(116l) Dynamics of forced and unforced autophoretic particles

Chemically active, or autophoretic, particles that isotropically emit or absorb solute molecules undergo spontaneous self-propulsion when their activity is increased beyond a critical Péclet number (Pe). Results from numerical computations of a rigid, spherical autophoretic particle [J. Fluid Mech., 948, A41 (2022)] in unsteady rectilinear translation are presented. The particle can be freely suspended (or ‘unforced’) or subject to an external force field (or ‘forced’). The motion of an unforced particle progresses through four regimes as Pe is increased: quiescent, steady, stirring and chaos. The particle is stationary in the quiescent regime, and the solute profile is isotropic about the particle. At Pe = 4 the fore–aft symmetry in the solute profile is broken, resulting in its steady self-propulsion. the onset of self-propulsion, as has been predicted in previous studies. A further increase gives rise to the stirring regime at Pe ≈ 27, where the fluid undergoes recirculation, while the particle remains essentially stationary.
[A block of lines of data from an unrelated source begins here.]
PR #973, opened 2025-09-22
(terraform query) `-generate-config` -> `-generate-config-out`

koki-develop:
https://developer.hashicorp.com/terraform/cli/v1.14.x/commands/query#generate-import-configuration

```sh
# ❌
$ terraform query -generate-config=...

# ⭕
$ terraform query -generate-config-out=...
```


dbanck (approved):
Nice catch! Thanks for the contribution!

PR #982, opened 2025-09-23
Enhance aws_ami data source configuration (this data source does not …

ooluwgb:
The aws_ami data source does not accept an argument of "id"; it only exports it.


justinretzolk (approved):
Looks good to me 🚀 

[Data Source Example for reference](https://registry.terraform.io/providers/hashicorp/aws/latest/docs/data-sources/ami#example-usage)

As Pe is increased even further, the particle dynamics is marked by chaotic oscillations at Pe ≈ 55 and higher, which we characterize in terms of the mean square displacement and velocity autocorrelation of the particle. Our results for an autophoretic particle under a weak external force are in good agreement with asymptotic predictions [J. Fluid Mech., 916, A47 (2021)]. Additionally, we demonstrate that the strength and temporal scheduling of the external force may be tuned to modulate the chaotic dynamics at large Pe.